WHAT IS EXPECTED:
Using the material below, copy every line where "they" appears.

TASK INPUT:

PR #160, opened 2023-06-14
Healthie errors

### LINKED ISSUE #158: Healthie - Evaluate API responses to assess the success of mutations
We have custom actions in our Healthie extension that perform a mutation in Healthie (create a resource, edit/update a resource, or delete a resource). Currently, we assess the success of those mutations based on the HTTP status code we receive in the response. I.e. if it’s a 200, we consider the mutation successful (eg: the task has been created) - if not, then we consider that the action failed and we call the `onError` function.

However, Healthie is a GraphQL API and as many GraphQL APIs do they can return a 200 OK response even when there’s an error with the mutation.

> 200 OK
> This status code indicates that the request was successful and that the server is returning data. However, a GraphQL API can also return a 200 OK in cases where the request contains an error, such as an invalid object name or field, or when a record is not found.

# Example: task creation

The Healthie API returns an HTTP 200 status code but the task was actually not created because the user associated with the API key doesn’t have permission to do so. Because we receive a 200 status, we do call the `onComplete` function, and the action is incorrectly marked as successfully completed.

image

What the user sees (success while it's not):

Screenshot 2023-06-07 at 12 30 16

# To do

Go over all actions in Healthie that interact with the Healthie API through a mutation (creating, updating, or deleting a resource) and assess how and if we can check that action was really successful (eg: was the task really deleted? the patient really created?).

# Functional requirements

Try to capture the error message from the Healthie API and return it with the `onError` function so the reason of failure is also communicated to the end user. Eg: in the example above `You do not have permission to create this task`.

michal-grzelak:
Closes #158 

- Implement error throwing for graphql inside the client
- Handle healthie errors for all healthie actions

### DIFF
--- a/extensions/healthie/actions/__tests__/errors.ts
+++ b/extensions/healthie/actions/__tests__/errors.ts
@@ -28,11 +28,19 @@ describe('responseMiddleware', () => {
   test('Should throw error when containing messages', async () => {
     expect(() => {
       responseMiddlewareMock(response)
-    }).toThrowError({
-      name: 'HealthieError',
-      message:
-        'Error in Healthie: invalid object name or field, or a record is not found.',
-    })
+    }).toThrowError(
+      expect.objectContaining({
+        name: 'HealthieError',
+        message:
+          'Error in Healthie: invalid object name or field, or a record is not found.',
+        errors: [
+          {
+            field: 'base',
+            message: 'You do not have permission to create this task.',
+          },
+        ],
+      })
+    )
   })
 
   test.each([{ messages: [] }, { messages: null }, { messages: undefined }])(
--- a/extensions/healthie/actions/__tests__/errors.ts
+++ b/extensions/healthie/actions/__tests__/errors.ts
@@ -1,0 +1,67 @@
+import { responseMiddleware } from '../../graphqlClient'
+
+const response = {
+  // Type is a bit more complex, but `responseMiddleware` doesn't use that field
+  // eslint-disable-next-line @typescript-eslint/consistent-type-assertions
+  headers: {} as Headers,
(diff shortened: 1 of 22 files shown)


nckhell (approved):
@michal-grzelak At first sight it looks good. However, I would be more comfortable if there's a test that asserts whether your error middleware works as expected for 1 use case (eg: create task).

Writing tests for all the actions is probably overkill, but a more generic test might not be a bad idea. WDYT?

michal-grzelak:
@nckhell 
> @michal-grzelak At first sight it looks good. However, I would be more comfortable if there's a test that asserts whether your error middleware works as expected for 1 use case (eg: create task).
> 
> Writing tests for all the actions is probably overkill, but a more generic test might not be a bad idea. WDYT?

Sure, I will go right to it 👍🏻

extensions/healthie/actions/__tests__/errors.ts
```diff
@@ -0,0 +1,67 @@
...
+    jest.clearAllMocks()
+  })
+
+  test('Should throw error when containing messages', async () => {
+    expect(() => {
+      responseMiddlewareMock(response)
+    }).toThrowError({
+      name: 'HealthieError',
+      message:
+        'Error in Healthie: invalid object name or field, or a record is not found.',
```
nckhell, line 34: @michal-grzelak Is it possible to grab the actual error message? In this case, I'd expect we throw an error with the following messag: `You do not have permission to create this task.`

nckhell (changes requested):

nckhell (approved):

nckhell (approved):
--
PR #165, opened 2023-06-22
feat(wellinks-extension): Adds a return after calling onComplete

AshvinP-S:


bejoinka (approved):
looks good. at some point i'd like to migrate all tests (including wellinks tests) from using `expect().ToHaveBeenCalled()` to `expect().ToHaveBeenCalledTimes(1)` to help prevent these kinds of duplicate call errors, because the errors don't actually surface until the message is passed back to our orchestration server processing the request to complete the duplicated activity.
...
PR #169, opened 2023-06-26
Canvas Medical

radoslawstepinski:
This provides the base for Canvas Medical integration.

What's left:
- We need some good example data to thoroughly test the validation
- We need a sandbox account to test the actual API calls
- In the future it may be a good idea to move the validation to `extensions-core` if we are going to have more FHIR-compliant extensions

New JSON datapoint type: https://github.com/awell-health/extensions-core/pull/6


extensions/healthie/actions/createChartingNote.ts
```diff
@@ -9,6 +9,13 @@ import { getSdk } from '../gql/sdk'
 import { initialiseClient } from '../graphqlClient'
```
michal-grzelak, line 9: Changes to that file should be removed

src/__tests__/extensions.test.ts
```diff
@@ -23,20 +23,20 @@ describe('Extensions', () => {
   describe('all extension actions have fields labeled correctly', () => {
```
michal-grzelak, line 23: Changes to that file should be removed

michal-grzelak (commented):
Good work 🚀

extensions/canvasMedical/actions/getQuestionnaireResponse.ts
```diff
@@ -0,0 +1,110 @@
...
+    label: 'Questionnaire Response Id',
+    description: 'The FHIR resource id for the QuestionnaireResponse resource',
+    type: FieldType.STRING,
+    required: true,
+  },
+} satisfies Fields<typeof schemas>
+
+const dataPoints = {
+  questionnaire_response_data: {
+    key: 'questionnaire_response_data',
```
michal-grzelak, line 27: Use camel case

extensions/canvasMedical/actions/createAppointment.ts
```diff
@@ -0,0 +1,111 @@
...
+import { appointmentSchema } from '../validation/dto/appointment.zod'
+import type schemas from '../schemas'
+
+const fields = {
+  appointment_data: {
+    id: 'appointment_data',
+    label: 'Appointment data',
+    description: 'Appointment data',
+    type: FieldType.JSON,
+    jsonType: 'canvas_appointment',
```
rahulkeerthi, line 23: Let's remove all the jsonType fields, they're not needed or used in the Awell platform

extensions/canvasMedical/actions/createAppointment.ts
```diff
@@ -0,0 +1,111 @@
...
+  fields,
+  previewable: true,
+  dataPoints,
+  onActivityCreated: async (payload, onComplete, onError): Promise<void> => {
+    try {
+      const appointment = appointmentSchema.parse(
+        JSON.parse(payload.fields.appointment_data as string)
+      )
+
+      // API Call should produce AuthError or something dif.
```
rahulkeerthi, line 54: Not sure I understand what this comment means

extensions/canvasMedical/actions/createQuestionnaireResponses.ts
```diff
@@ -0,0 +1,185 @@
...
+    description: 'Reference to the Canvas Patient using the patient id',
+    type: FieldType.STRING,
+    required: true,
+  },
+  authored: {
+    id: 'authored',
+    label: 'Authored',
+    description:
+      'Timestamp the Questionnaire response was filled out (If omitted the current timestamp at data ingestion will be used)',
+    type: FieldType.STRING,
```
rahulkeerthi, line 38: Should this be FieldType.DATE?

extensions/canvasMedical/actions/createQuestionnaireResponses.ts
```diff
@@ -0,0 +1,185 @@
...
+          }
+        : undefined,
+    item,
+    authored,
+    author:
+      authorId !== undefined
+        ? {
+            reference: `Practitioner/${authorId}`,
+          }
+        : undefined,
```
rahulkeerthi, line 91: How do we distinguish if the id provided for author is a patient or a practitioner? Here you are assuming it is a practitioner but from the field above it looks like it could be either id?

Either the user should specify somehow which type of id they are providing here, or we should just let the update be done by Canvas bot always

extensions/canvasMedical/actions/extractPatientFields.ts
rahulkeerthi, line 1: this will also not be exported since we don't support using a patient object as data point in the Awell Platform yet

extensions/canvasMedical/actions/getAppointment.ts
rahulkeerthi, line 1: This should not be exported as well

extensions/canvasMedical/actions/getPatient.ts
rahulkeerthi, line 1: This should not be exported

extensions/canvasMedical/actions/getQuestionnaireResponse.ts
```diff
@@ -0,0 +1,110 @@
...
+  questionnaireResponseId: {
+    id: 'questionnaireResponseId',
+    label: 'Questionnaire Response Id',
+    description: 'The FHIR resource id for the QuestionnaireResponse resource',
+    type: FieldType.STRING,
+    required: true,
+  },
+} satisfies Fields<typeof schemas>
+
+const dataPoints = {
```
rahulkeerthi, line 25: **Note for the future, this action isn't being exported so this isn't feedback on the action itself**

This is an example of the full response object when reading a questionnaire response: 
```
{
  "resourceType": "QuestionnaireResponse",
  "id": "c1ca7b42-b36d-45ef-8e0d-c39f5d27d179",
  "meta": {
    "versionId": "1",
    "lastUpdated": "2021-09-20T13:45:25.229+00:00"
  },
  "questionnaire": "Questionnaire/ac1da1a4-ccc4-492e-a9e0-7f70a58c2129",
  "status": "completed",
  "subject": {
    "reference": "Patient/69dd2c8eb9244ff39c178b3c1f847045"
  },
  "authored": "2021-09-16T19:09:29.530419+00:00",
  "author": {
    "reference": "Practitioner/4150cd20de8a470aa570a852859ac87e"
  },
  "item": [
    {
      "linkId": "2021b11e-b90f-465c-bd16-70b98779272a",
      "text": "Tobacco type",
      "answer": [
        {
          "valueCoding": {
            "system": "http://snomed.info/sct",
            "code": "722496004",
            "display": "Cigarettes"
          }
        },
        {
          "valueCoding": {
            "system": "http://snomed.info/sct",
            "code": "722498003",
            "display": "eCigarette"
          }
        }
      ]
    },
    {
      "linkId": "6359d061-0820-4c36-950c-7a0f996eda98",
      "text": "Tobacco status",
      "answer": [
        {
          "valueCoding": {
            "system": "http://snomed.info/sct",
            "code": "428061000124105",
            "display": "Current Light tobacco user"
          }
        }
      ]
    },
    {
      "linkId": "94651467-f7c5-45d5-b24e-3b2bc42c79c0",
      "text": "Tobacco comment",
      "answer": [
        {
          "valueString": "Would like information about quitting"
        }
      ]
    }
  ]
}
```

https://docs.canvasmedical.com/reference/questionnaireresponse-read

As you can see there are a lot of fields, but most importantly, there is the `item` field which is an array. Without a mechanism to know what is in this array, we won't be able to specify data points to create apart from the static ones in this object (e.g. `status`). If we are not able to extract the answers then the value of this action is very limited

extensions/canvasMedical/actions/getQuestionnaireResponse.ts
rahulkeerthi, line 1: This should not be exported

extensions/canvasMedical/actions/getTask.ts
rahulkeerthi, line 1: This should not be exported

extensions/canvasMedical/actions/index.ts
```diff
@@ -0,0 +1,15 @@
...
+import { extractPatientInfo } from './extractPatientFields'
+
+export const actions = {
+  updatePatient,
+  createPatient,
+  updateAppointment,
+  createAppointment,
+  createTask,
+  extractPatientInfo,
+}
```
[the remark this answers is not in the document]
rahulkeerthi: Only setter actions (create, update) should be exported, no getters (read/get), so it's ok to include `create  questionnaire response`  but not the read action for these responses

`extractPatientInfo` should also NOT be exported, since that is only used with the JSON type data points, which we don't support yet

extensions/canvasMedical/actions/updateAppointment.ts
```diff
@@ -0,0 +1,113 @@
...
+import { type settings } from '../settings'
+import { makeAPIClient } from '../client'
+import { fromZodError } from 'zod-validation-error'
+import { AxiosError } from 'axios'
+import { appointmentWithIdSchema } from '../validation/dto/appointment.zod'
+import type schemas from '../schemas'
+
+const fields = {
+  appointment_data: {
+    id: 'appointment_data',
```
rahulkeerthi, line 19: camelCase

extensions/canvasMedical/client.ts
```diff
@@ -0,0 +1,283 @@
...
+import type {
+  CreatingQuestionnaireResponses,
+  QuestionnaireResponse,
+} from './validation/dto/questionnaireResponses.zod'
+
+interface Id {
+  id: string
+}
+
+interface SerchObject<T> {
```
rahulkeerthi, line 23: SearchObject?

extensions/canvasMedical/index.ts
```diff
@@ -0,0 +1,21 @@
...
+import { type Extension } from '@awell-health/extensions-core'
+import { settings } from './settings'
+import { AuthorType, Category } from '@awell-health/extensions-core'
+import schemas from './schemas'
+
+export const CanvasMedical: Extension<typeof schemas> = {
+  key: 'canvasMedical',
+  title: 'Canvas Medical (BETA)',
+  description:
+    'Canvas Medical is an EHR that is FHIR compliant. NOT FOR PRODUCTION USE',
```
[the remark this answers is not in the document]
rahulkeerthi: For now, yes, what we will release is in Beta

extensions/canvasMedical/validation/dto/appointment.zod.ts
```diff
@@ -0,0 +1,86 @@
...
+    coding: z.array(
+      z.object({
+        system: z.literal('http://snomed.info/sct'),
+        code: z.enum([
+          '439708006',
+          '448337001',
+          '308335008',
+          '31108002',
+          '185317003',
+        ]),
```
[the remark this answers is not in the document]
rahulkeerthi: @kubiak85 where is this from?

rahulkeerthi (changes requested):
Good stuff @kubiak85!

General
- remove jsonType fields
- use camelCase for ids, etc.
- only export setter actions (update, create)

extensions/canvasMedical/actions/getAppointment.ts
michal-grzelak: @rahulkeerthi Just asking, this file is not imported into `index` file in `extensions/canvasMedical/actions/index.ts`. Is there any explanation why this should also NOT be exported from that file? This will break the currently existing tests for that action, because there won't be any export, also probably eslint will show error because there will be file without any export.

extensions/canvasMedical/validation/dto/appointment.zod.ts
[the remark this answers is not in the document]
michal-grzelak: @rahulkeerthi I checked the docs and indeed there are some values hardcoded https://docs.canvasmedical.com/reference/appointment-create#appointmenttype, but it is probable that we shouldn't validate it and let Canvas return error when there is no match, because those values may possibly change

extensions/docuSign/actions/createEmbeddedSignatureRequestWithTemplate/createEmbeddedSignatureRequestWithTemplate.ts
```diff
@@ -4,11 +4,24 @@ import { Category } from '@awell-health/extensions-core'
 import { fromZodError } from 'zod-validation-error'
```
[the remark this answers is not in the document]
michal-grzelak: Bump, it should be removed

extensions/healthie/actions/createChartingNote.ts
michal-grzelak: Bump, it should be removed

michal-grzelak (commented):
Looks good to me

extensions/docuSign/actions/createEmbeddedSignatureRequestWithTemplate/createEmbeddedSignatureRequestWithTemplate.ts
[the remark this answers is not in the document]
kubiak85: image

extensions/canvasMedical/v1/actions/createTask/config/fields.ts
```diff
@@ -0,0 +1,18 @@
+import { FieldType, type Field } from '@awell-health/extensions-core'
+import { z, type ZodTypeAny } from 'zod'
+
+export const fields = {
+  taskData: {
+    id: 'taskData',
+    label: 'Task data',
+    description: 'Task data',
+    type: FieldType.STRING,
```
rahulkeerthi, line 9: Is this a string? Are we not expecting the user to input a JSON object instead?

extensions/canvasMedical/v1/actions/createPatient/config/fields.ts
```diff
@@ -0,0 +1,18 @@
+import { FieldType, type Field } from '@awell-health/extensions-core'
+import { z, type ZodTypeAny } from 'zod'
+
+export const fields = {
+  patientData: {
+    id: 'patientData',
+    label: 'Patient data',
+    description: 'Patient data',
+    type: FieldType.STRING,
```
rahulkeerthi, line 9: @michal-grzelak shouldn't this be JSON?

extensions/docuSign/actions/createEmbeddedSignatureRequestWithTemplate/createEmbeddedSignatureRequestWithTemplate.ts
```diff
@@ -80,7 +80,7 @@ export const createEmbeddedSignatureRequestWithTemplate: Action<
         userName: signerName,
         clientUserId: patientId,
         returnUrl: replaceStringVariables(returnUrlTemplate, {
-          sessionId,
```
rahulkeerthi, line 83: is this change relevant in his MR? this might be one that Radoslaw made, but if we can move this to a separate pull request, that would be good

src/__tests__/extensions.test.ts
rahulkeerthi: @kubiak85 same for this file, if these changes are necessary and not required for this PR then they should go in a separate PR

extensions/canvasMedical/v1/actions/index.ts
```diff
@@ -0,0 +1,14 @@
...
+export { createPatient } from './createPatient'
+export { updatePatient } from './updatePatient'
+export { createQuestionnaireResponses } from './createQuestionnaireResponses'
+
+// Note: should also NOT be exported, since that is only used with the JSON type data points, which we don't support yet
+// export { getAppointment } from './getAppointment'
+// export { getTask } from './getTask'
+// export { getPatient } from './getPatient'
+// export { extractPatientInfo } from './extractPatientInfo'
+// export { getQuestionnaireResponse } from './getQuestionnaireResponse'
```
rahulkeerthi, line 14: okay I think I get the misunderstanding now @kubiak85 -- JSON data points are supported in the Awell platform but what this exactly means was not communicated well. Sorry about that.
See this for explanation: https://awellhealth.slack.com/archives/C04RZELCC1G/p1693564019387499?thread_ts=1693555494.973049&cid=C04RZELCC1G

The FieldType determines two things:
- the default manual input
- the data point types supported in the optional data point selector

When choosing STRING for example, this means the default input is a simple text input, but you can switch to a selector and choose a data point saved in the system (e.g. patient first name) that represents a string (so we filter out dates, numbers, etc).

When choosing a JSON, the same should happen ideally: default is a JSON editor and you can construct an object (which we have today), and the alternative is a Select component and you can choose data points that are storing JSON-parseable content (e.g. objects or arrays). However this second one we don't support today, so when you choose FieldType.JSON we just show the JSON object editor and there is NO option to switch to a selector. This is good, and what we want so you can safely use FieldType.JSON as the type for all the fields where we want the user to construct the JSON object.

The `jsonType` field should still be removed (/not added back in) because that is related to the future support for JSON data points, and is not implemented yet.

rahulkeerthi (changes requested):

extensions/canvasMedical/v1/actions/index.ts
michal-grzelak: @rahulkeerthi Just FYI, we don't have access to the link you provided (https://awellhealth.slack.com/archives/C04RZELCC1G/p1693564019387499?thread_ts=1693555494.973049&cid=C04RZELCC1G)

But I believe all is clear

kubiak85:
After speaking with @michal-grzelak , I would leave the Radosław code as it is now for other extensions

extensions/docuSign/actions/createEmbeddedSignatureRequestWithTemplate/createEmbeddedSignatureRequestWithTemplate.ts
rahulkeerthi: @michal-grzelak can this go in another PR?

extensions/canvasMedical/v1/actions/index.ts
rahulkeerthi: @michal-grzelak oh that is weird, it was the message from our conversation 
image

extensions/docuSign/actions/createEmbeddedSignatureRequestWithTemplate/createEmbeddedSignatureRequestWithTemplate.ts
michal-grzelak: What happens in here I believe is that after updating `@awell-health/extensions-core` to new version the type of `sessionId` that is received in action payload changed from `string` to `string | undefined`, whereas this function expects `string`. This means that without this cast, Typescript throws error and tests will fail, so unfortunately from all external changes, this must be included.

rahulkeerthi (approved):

FINAL ANSWER:
However, Healthie is a GraphQL API and as many GraphQL APIs do they can return a 200 OK response even when there’s an error with the mutation.
rahulkeerthi, line 23: Let's remove all the jsonType fields, they're not needed or used in the Awell platform
Either the user should specify somehow which type of id they are providing here, or we should just let the update be done by Canvas bot always
rahulkeerthi: @kubiak85 same for this file, if these changes are necessary and not required for this PR then they should go in a separate PR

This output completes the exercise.